4. Study Area and Data Collection

Taking Beijing Fifth Ring Road as the research area, this paper constructs three transportation modes, including bus, subway, and taxi. There are 203 subway stations and 2698 bus stations. The area is divided into 482 grids by hexagonal grids with a length of 0.76 km. The following data are used: (1) bus and subway smart card data from 3 August to 9 August 2015, and its schedule data obtained through the mapbar website and Gaode map application; (2) openstreet map road network data; (3) actual detected data of road conditions; (4) Beijing POI data; and (5) population data in Beijing.

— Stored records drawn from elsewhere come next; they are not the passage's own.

PR #1204, opened 2018-12-20
Add markdown .md support for Sphinx to osgeo/proj-docs docker container

hobu:


hobu:
I have been using `osgeo/proj-docs` for https://entwine.io and https://pdal.io in an attempt to not have an out-of-date docker container corresponding to every website. We added a number of markdown documents to the Entwine website for this release, and the ability to render it into (especially wiki page stuff), could be useful.

kbevers:
Okay, that's the reason. Perhaps the docker container should be renamed saying then? There's a risk that someone removes the markdown table support because it seems like it is not used in the PROJ docs.

hobu:
> There's a risk that someone removes the markdown table support because it seems like it is not used in the PROJ docs.

Sure, but only you, me, and @rouault have the ability to push that container to dockerhub at the moment.

kbevers:
Well, I may be allowed to push to dockerhub but I certainly do not have the ability to do so :-) Maybe just add a comment somewhere saying that this container is used elsewhere too so that it isn't messed up by mistake in a spring cleaning frenzy two years from now.

hobu:
> this container is used elsewhere

It used to be the other way, btw. PROJ was using **PDAL's** doc container and people were suspicious of that 😄. Just trying to make things fail in only one location...

kbevers:
> Just trying to make things fail in only one location...

Or many, depending on how you look at it :-)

Monetary cost calculation: Considering the impact of distance on cost, we can use the monetary cost equation from the official website of Beijing. The monetary cost for taxi can be calculated by Equation (31) (http://fgw.beijing.gov.cn/bmcx/djcx/cxldj/202003/t20200331_1752789.htm, accessed on 1 August 2021). The monetary cost for bus and subway can be calculated by Equations (32) and (33) (http://fgw.beijing.gov.cn/bmcx/djcx/cxldj/202003/t20200331_1752788.htm, accessed on 1 August 2021). In this paper, we set the waiting time for taxi mode to 5 min and assume that taxis are available at the station.

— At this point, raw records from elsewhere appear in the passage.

Issue #1200, opened 2018-12-17
proj_context_guess_dialect


snowman2:
Is there something analogous to `proj_context_guess_wkt_dialect` for determining the `PJ_PROJ_STRING_TYPE`? 

If not, this would be nice to have added to `proj.h`. One potential name could be `proj_context_guess_dialect`.

rouault:
No, there isn't such capability.

rouault:
I don't have such need, so unlikely to come from me. Why would that be needed ?
Anyway, from my experience, I would discourage use of PROJ strings at all to express CRS objects for example because they aren't rich enough for that, and suffer from ambiguities (axis order, units, etc,) I tried to remedy a bit with the "PROJ 5" variations, but that's far from being perfect. PROJ strings however are much better used to express coordinate transformation / pipelines.

snowman2:
The idea would be to modify a parameter in the string based on the version. For example, in `pyproj` it has a `preserve_units` option where it makes sure the `+units` parameter is `+units=m` (I don't know the history or reasoning behind it, it would be for backwards compatibility). However, that syntax is non-existent in the version 5 of the proj string and a different set of parameters would be needed to be modified.

>> I would discourage use of PROJ strings at all to express CRS objects

That is good to know. However, for compatibility with libraries that do so such as (rasterio, fiona, geopandas, etc...) it is a useful feature to have. This would be useful to have documented somewhere.

kbevers:
> However, that syntax is non-existent in the version 5 of the proj string

What syntax is that exactly?

> However, for compatibility with libraries that do so such as (rasterio, fiona, geopandas, etc...) it is a useful feature to have

That's why it's still there ;) It is likely though that a future version of PROJ removes support for parameters such as `+datum` and `+towgs84`.

snowman2:
The original pyproj version adjusts it [here](https://github.com/jswhit/pyproj/blob/78540f5ff40da92160f80860416c91ee74b7643c/lib/pyproj/__init__.py#L352).

The workaround I have is [here](https://github.com/snowman2/pyproj/blob/3663f6dcc83746ccd948a215799240aa7b16648e/pyproj/__init__.py#L401).

kbevers:
You didn't answer my question? What syntax is it that you think is unavailable in PROJ 5 compared to PROJ.4? `+units`? That's supported in PROJ 5.  `preserve_units` is not a PROJ construct.

snowman2:
[...]

PR #1205, opened 2018-12-20
Better handling of pipelines including step with PJ_IO_UNITS_WHATEVER operations

kbevers:
Solves issues mentioned in #1200. See commit texts for details.

### DIFF
--- a/src/conversions/unitconvert.cpp
+++ b/src/conversions/unitconvert.cpp
@@ -457,6 +457,8 @@ PJ *CONVERSION(unitconvert,0) {
 
     P->left  = PJ_IO_UNITS_WHATEVER;
     P->right = PJ_IO_UNITS_WHATEVER;
+    P->skip_fwd_prepare = 1;
+    P->skip_inv_prepare = 1;
 
     /* if no time input/output unit is specified we can skip them */
     Q->t_in_id = -1;
@@ -476,6 +478,8 @@ PJ *CONVERSION(unitconvert,0) {
         }
         if (f != 0.0)
             Q->xy_factor *= f;
+        if (normalized_name != nullptr && strcmp(normalized_name, "Radian") == 0)
+            P->left = PJ_IO_UNITS_RADIANS;
     }
 
     if ((name = pj_param (P->ctx, P->params, "sxy_out").s) != nullptr) {
@@ -489,6 +493,8 @@ PJ *CONVERSION(unitconvert,0) {
         }
         if (f != 0.0)
             Q->xy_factor /= f;
+        if (normalized_name != nullptr && strcmp(normalized_name, "Radian") == 0)
+            P->right= PJ_IO_UNITS_RADIANS;
     }
 
     if( xy_in_is_linear >= 0 && xy_out_is_linear >= 0 &&
--- a/src/pipeline.cpp
+++ b/src/pipeline.cpp
@@ -329,6 +329,33 @@ static void set_ellipsoid(PJ *P) {
 }
 
 
+static enum pj_io_units get_next_non_whatever_unit(void *pipeline_data, int step, PJ_DIRECTION dir) {
+    PJ **pipeline = static_cast<struct pj_opaque*>(pipeline_data)->pipeline;
+    int nsteps = static_cast<struct pj_opaque*>(pipeline_data)->steps;
+    int i;
+
+    if (dir == PJ_FWD) {
+        for (i = step+1; i<=nsteps; i++) {
+            if (pj_left(pipeline[i]) != pj_right(pipeline[i]))
+                return pj_left(pipeline[i]);
+            if (pj_left(pipeline[i]) != PJ_IO_UNITS_WHATEVER)
+                return pj_left(pipeline[i]);
+            if (pj_right(pipeline[i]) != PJ_IO_UNITS_WHATEVER)
+                return pj_right(pipeline[i]);
+        }
+    } else {
+        for (i=step; i>1; i--) {
+            if (pj_right(pipeline[i]) != pj_left(pipeline[i]))
+                return pj_right(pipeline[i]);
+            if (pj_right(pipeline[i]) != PJ_IO_UNITS_WHATEVER)
+                return pj_right(pipeline[i]);
+            if (pj_left(pipeline[i]) != PJ_IO_UNITS_WHATEVER)
+                return pj_left(pipeline[i]);
+        }
+    }
+    return PJ_IO_UNITS_WHATEVER;
+}
+
 
 
 PJ *OPERATION(pipeline,0) {
@@ -480,14 +507,36 @@ PJ *OPERATION(pipeline,0) {
         }
     }
 
-    /* Check that output units from step i are compatible with expected units in step i+1 */
-    for (i = 1; i < nsteps; i++) {
-        enum pj_io_units unit_returned = pj_right (static_cast<struct pj_opaque*>(P->opaque)->pipeline[i]);
-        enum pj_io_units unit_expected = pj_left  (static_cast<struct pj_opaque*>(P->opaque)->pipeline[i+1]);
 
-        if ( unit_returned == PJ_IO_UNITS_WHATEVER || unit_expected == PJ_IO_UNITS_WHATEVER )
+    /* Replace PJ_IO_UNITS_WHATEVER with input/output units of neighbouring steps where */
+    /* it make sense. It does in most cases but not always, for instance                */
+    /*      proj=pipeline step proj=unitconvert xy_in=deg xy_out=rad step ...           */
+    /* where the left-hand side units of the first step shouldn't be changed to RADIANS */
+    /* as it will result in deg->rad conversions in cs2cs and other applications.       */
+    PJ **pipeline = static_cast<struct pj_opaque*>(P->opaque)->pipeline;
+    for (i=1; i<=nsteps; i++) {
+        if (pj_left(pipeline[i]) == PJ_IO_UNITS_WHATEVER && pj_right(pipeline[i]) == PJ_IO_UNITS_WHATEVER) {
+            pipeline[i]->left = get_next_non_whatever_unit(P->opaque, i, PJ_FWD);
+            pipeline[i]->right = get_next_non_whatever_unit(P->opaque, i, PJ_FWD);
+        }
+    }
+
+    for (i=nsteps; i>0; i--) {
+        if (pj_left(pipeline[i]) == PJ_IO_UNITS_WHATEVER && pj_right(pipeline[i]) == PJ_IO_UNITS_WHATEVER) {
+            pipeline[i]->right = get_next_non_whatever_unit(P->opaque, i, PJ_INV);
+            pipeline[i]->left = get_next_non_whatever_unit(P->opaque, i, PJ_INV);
+        }
+    }
+
+    /* Check that units between each steps match each other, fail if they don't */
+    for (i = 1; i < nsteps; i++) {
+        enum pj_io_units curr_step_output = pj_right (pipeline[i]);
+        enum pj_io_units next_step_input  = pj_left  (pipeline[i+1]);
+
+        if ( curr_step_output == PJ_IO_UNITS_WHATEVER || next_step_input == PJ_IO_UNITS_WHATEVER )
             continue;
-        if ( unit_returned != unit_expected ) {
+
+        if ( curr_step_output != next_step_input ) {
             proj_log_error (P, "Pipeline: Mismatched units between step %d and %d", i, i+1);
             return destructor (P, PJD_ERR_MALFORMED_PIPELINE);
         }
--- a/test/unit/CMakeLists.txt
+++ b/test/unit/CMakeLists.txt
@@ -74,6 +74,13 @@ target_link_libraries(proj_errno_string_test
   ${PROJ_LIBRARIES})
 add_test(NAME proj_errno_string_test COMMAND proj_errno_string_test)
 
+add_executable(proj_angular_io_test
+    main.cpp
+    proj_angular_io_test.cpp)
+target_link_libraries(proj_angular_io_test
+    gtest
+    ${PROJ_LIBRARIES})
+add_test(NAME proj_angular_io_test COMMAND proj_angular_io_test)
 
 if (MSVC AND BUILD_LIBPROJ_SHARED)
 # ph_phi2_test not compatible of a .dll build
--- a/test/unit/proj_angular_io_test.cpp
+++ b/test/unit/proj_angular_io_test.cpp
@@ -1,0 +1,101 @@
+/******************************************************************************
+ *
+ * Project:  PROJ
+ * Purpose:  Test that in- and output units behave correctly, especially
+ *           angular units that need special treatment.
+ * Author:   Kristian Evers <kristianevers@gmail.com>
+ *
+ ******************************************************************************
+ * Copyright (c) 2019, Kristian Evers
+ *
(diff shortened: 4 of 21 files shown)


kbevers:
So this fail tests with `cs2cs` that output degrees. I believe the problem is caused by `cs2cs` wanting to convert radians to degrees when receiving output units of `PJ_IO_UNITS_ANGULAR` but since that can both mean radians and degrees it is a bit difficult to determine what to do. `cs2cs` seem to be working around that somehow by using `destToRadians`.

For instance:

```
$ echo 79 45 0.0 | ./bin/cs2cs -v +proj=latlong +ellps=bessel +towgs84=5,0,0 +to +proj=latlong +ellps=bessel +towgs84=1,0,0
# ---- From Coordinate System ----
+proj=latlong +ellps=bessel +towgs84=5,0,0
# ---- To Coordinate System ----
+proj=latlong +ellps=bessel +towgs84=1,0,0
*	* inf

$ ./bin/projinfo -s "+proj=latlong +ellps=bessel +towgs84=5,0,0" -t "+proj=latlong +ellps=bessel +towgs84=1,0,0"
unknown id, Transformation from unknown to WGS84 + Inverse of Transformation from unknown to WGS84, unknown accuracy, unknown domain of validity

PROJ string:
+proj=pipeline +step +proj=unitconvert +xy_in=deg +xy_out=rad +step +proj=cart +ellps=bessel +step +proj=helmert +x=4 +y=0 +z=0 +step +inv +proj=cart +ellps=bessel +step +proj=unitconvert +xy_in=rad +xy_out=deg

$ echo 70 45 0 0 |./bin/cct +proj=pipeline +step +proj=unitconvert +xy_in=deg +xy_out=rad +step +proj=cart +ellps=bessel +step +proj=helmert +x=4 +y=0 +z=0 +step +inv +proj=cart +ellps=bessel +step +proj=unitconvert +xy_in=rad +xy_out=deg
 69.9999560942   44.9999715931        3.9987        0.0000
```

I think this is a fundamental problem that needs to be solved. Depending on how an operation/pipeline is initialized it may need conversion from radians to degrees or not. Traditionally it has always been the job of the user of the API to convert radians to degrees but that is not always the case anymore. It should be the same in all cases. At this point it is probably smartest to not have the users do the radian->degree and degree->radian conversions. At least that is what the new C++ code does as far as I can tell (by more or less always including `unitconvert` steps in either end of pipelines). Thoughts?

src/PJ_pipeline.c
```diff
@@ -477,14 +477,35 @@ PJ *OPERATION(pipeline,0) {
...
     for (i = 1; i < nsteps; i++) {
-        enum pj_io_units unit_returned = pj_right (P->opaque->pipeline[i]);
-        enum pj_io_units unit_expected = pj_left  (P->opaque->pipeline[i+1]);
+        enum pj_io_units previous_step_input  = i>1 ? pj_left  (P->opaque->pipeline[i-1]) : PJ_IO_UNITS_WHATEVER;
+        enum pj_io_units previous_step_output = i>1 ? pj_right (P->opaque->pipeline[i-1]) : PJ_IO_UNITS_WHATEVER;
+
+        enum pj_io_units current_step_input  = pj_left  (P->opaque->pipeline[i]);
+        enum pj_io_units current_step_output = pj_right (P->opaque->pipeline[i]);
+
+        enum pj_io_units next_step_input  = pj_left  (P->opaque->pipeline[i+1]);
```
rouault: should i+1 < nsteps being tested ?

src/PJ_pipeline.c
```diff
@@ -477,14 +477,35 @@ PJ *OPERATION(pipeline,0) {
...
+        /* we override the units with the values of the neighbouring steps      */
+        if (current_step_input == PJ_IO_UNITS_WHATEVER && current_step_output == PJ_IO_UNITS_WHATEVER) {
+            if (i==1) {
+                P->opaque->pipeline[i]->left  = next_step_input;
+                P->opaque->pipeline[i]->right = next_step_input;
+            } else if (i==nsteps-1) {
+                P->opaque->pipeline[i]->left  = previous_step_output;
+                P->opaque->pipeline[i]->right = previous_step_output;
+            } else {
+                P->opaque->pipeline[i]->left  = previous_step_input;
```
rouault: shouldn't that be previous_step_output ?

src/PJ_pipeline.c
kbevers: Are you referring to the if/else statements below?

rouault: no, it seems to me that P->opaque->pipeline[i+1] could be an out-of-bound access when i == steps - 1

src/PJ_pipeline.c
kbevers: Yes. I'll fix it right away.

kbevers:
I've updated the code now. It doesn't fix the original problem mentioned in https://github.com/OSGeo/proj.4/issues/1200#issuecomment-448853865 but it ensures that `proj_angular_input` and `proj_angular_output` can be trusted since input/output units across the pipeline now are consistent.

It is still failing `testvarious`, specifically tests that apply `+lon_wrap=180`. I am not sure how to best deal with that. It shows up in tests like:

```
$ echo 181d00\'00.000\"E 45d00\'00.000\"N |./bin/cs2cs +proj=latlong +datum=WGS84 +to +proj=latlong +datum=WGS84 +lon_wrap=180 -E
181d00'00.000"E 45d00'00.000"N	179dW	45dN 0.000
```

which internally is created by this pipeline:

```
$ ./bin/projinfo -s "+proj=latlong +datum=WGS84" -t "+proj=latlong +datum=WGS84 +lon_wrap=180"
unknown id, Transformation from unknown to unknown, unknown accuracy, unknown domain of validity

PROJ string:
+proj=pipeline +step +proj=unitconvert +xy_in=deg +xy_out=rad +step +inv +proj=longlat +datum=WGS84 +step +proj=latlong +datum=WGS84 +lon_wrap=180 +step +proj=unitconvert +xy_in=rad +xy_out=deg
```

It can be seen here that while the `latlong` step applies `lon_wrap` it isn't respected by `unitconvert`. Maybe the best fix is to add an `+lon_wrap` option for `unitconvert` as well?

Regarding the original issue of `proj` not accepting a complicated pipeline, well, I think the correct thing to do is to disallow pipelines specified on the command line as input to `proj`. We can still allow stuff like `proj +init=epsg:32667` as long as the units work out.

rouault:
> Maybe the best fix is to add an `+lon_wrap` option for `unitconvert` as well?

Huh, that doesn't look right ! Why should be unitconvert be aware of lon_wrap, and what would it do with it ? There must be an issue somewhere else... In fact lon_wrap is originally a pj_transform() hack, not directly handled by +proj=lonlat itself. I believe I added some support for lon_wrap in the preparation or postprocessing steps of the pj_fwd / pj_inv code for a use case (presumably when converting cs2cs to use proj_create_crs_to_crs() rather than pj_transform(), but it might be missing in other places. Yep, support for long_wrap in fwd_finalize() was added per https://github.com/OSGeo/proj.4/commit/a66c12277666489cac74535bad8d2cf565ad542d#diff-71791a0be2e11da6fe12ceb08c34e7e1R140 . Or perhaps the issue is that OUTPUT_UNITS != PJ_IO_UNITS_ANGULAR with your changes

kbevers:
I don't know, but this at least suggest that `unitconvert` is doing *something*:
```
$ echo 181 45 0 0 |./bin/cct +proj=pipeline +step +proj=unitconvert +xy_in=deg +xy_out=rad +step +inv +proj=longlat +datum=WGS84 +step +proj=latlong +datum=WGS84 +lon_wrap=180
181.0000000000   45.0000000000        0.0000        0.0000

$ echo 181 45 0 0 |./bin/cct +proj=pipeline +step +proj=unitconvert +xy_in=deg +xy_out=rad +step +inv +proj=longlat +datum=WGS84 +step +proj=latlong +datum=WGS84 +lon_wrap=180 +step +proj=unitconvert +xy_in=rad +xy_out=deg
    -179.0000        45.0000        0.0000        0.0000
```

But really I guess it is somewhere else but related to that last step. It could very well be in  `fwd_finalize()`.

kbevers:
> Or perhaps the issue is that OUTPUT_UNITS != PJ_IO_UNITS_ANGULAR with your changes

I don't think so, because before the output units would have been `PJ_IO_UNITS_WHATEVER`, just as they are now. The input units of `unitconvert` have changed though (because `xy_in=rad` here), so maybe that is the issue.

kbevers:
I have added

```
    P->skip_fwd_prepare = 1;
    P->skip_inv_prepare = 1;
```

to `unitconvert.cpp` which seems to solve the problem. It was indeed the prepare function that was manipulating the input to `unitconvert`. All tests pass locally, hopefully also on the CI targets!

test/unit/CMakeLists.txt
```diff
@@ -74,6 +74,13 @@ target_link_libraries(proj_errno_string_test
   ${PROJ_LIBRARIES})
 add_test(NAME proj_errno_string_test COMMAND proj_errno_string_test)
 
+add_executable(proj_angular_io_test
```
rouault, line 77: should be added to Makefile.am as well

test/unit/proj_angular_io_test.cpp
```diff
@@ -0,0 +1,101 @@
+/******************************************************************************
+ *
+ * Project:  PROJ
+ * Purpose:  Test that in- and output units behave correctly, especially
+ *           angular units that need special treatment.
+ * Author:   Kristian Evers <kristianevers@gmail.com>
+ *
+ ******************************************************************************
+ * Copyright (c) 2019, Kristian Eversi
```
rouault: typo or name change :-) ?

src/pipeline.cpp
```diff
@@ -480,14 +507,36 @@ PJ *OPERATION(pipeline,0) {
         }
     }
 
-    /* Check that output units from step i are compatible with expected units in step i+1 */
+
+    /* Replace PJ_IO_UNITS_WHATEVER with input/output units of neighbouring steps where */
+    /* it make sense. It does in most cases but not always, for instance                */
+    /*      proj=pipeline step proj=unitconvert xy_in=deg xy_out=rad step ...           */
+    /* where the left-hand side units of the first step shouldn't be chanced to RADIANS */
```
rouault: s/chanced/changed/

src/conversions/unitconvert.cpp
```diff
@@ -476,6 +478,8 @@ PJ *CONVERSION(unitconvert,0) {
         }
         if (f != 0.0)
             Q->xy_factor *= f;
+        if (strcmp(normalized_name, "Radian") == 0)
```
rouault: in case a numeric value is passed, normalized_name will be nullptr, so this should be tested
Same below.
Strange that it doesn't crash on tests

rouault: > Strange that it doesn't crash on tests

Actually, it does on Linux & Mac :-) Windows must have some nullptr protection in its strcmp() implementation

kbevers: Yes, of course... Is there a better way to do this using C++ functions?

rouault: An alternative might be to initialize normalized_name = "" and make get_unit_conversion_factor() return "" instead of nullptr

As far as C++ is concerned, you can compare std::string with the natural == operator. But there are caveats: constructing a std::string from a const char* requires for the later to be non-null. And in theory std::string construction from const char* can fail with a out-of-memory C++ exception that should be caught somewhere. c_api.cpp normally makes sure to wrap in try / catch all calls to C++ code that can throw exceptions, but using C++ from "traditional" PROJ code that can be directly called from C exported symbols has the risk of having uncaugh exceptions (I'd note that this is the theory. In practice GDAL for example makes great use of std::string and doesn't bother catching out-of-memory exceptions when the strings are known to be of small size. so there's a theoretical risk of crash in case of low-mem situation).
Furthermore starting to use C++ & exceptions in code that makes manual memory allocations (to be opposed to C++ objects like std::vector that manage their memory) expose to memory leaks if you fail to free objects when exceptions are thrown.

kbevers: I've just added a check for `nullptr`, that is probably the simplest way to go. 

Okay, many good reasons for not mixing in C++ here. Thanks for the explanation!

kbevers:
So this is troubling me now:

https://github.com/OSGeo/proj.4/blob/d89a6ab2f3f26d1451971369b0ccfc4eb322729d/test/gie/unitconvert.gie#L28-L31

I didn't run into that before as somehow the `unitconvert.gie` check is not added to CMake. I'll do that shortly.

The problem with the test is that it now converts the returned `0.017..` radians to degrees before making the check. Because the output unit now tells `gie` (and the other cli apps) to do so. So the question is then, are there any scenarios where we would want radians as the final output? Are there any known coordinate systems that work in radians instead of degrees? If not, I think it is okay to change or remove this test.

rouault:
> Are there any known coordinate systems that work in radians instead of degrees?

Not to my knowledge. At least not in EPSG.  That said, in my recent work, the "+init=epsg:XXXX" syntax in "PROJ4 emulation mode" expects geographic coordinates to be in radians, as an attempt of having proj_create_crs_to_crs() create PJ objects that work mostly as pj_transform() did, but that might be something to reconsider.

```
$ PROJ_USE_PROJ4_INIT_RULES=YES src/projinfo "+init=epsg:4326"
PROJ string:
+proj=pipeline +step +proj=longlat +ellps=WGS84 +step +proj=unitconvert +xy_in=rad +xy_out=rad

WKT2_2015 string:
GEODCRS["WGS 84",
    DATUM["World Geodetic System 1984",
            LENGTHUNIT["metre",1]],
        ID["EPSG",6326]],
    PRIMEM["Greenwich",0,
        ID["EPSG",8901]],
    CS[ellipsoidal,2],
        AXIS["longitude",east,
            ORDER[1],
            ANGLEUNIT["radian",1,
                ID["EPSG",9101]]],
        AXIS["latitude",north,
            ORDER[2],
            ANGLEUNIT["radian",1,
                ID["EPSG",9101]]],
    AREA["World"],
    BBOX[-90,-180,90,180]]
```

> If not, I think it is okay to change or remove this test.

It would still be good to have a unit test testing that aspect of unitconvert, since the deg->rad step is a common step in generated pipelines. Possibly as a non-gie test if that makes it easier. Or have a no_unit_convert option to gie ?

kbevers:
> It would still be good to have a unit test testing that aspect of unitconvert, since the deg->rad step is a common step in generated pipelines. Possibly as a non-gie test if that makes it easier. Or have a no_unit_convert option to gie ?

It is easily tested by simply expecting the same output as input:

```
operation   proj=unitconvert xy_in=deg xy_out=rad
tolerance   0.000000000001
accept      1       1       1   1
expect      1       1       1   1	# gie does a rad->deg conversion behind the scenes
```

A more generic solution could be to add the option to override i/o units to pipeline steps, for instance:

```
+proj=pipeline +step proj=unitconvert xy_in=deg xy_out=rad +override_unit=whatever
```

or something to that effect.

rouault:
Looks reasonable to me

snowman2:
>  in my recent work, the "+init=epsg:XXXX" syntax in "PROJ4 emulation mode" expects geographic coordinates to be in radians, as an attempt of having proj_create_crs_to_crs() create PJ objects that work mostly as pj_transform() did, but that might be something to reconsider.

I think it would be a good idea to reconsider this behavior. I think with the major version change, breaking changes will be expected and could be better in the long run. But, I have limited experience in the matter and can only offer the perspective of a new consumer.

$$c_{Taxi}=\left\{\begin{array}{c}13\\ Int\left[13+2.3\times \left(d_{Taxi}-3\right)\right]\\ Int\left[13+2.3\times \left(15-3\right)+2.3\times 150\%\times \left(d_{Taxi}-15\right)\right]\end{array}\begin{array}{c},\\ ,\\ ,\end{array} \begin{array}{c}0<d_{Taxi}\le 3\\ 3<d_{Taxi}\le 15\\ d_{Taxi}>15\end{array}\right.$$

(31)

$$c_{Bus}=\left\{\begin{array}{ccc}2& ,& 0<d_{Bus}\le 10\\ \mathrm{Int}\left[\frac{d_{Bus}-10}{5}\right]+2& ,& d_{Bus}>10\end{array} \right.$$

(32)

$$c_{Bus}=\left\{\begin{array}{ccc}2& ,& 0<d_{Bus}\le 10\\ \mathrm{Int}\left[\frac{d_{Bus}-10}{5}\right]+2& ,& d_{Bus}>10\end{array} \right.$$

(33)

where $d_{Taxi}$, $d_{Bus}$ and $d_{Subway}$ are the one-time ride distance by taxi, bus, and subway, km, respectively. $c_{Taxi}$, $c_{Bus}$ and $c_{Subway}$ are the one-time ride monetary cost by taxi, bus, and subway, RMB, respectively.

5. Results

5.1. The Impedance Heterogeneity

We use the proposed method to evaluate under travel time uncertainty; we set $\alpha$ to 50% and 90%, the time to 3600 s and 7200 s, and the monetary cost to RMB 20 and RMB 100. The results are shown in Figure 8, in which Figure 8a–h show the accessibility results of Beijing Fifth Ring Road, and Figure 8i shows the chroma bar. By comparing the accessibility results of different reliability levels under the conditions of the same time and monetary cost, it can be seen that a higher reliability level leads to worse accessibility. By comparing the accessibility results of the same reliability with different levels of time and monetary cost conditions, higher monetary cost constraint leads to better accessibility, as shown in Figure 8a vs. Figure 8c, Figure 8b vs. Figure 8d, Figure 8e vs. Figure 8g, and Figure 8f vs. Figure 8h. Higher time constraint leads to better accessibility, as shown in Figure 8a vs. Figure 8e, Figure 8c vs. Figure 8f, Figure 8b vs. Figure 8f, and Figure 8d vs. Figure 8h. As can be seen, it is necessary to take into account the impact of multiple constraints, such as time and monetary costs, when assessing accessibility under travel time uncertainty. The impedance heterogeneity between different modes is significant, so it is biased to take time as the only impedance. In addition, regional accessibility is high in the central area, gradually decreasing toward the suburbs.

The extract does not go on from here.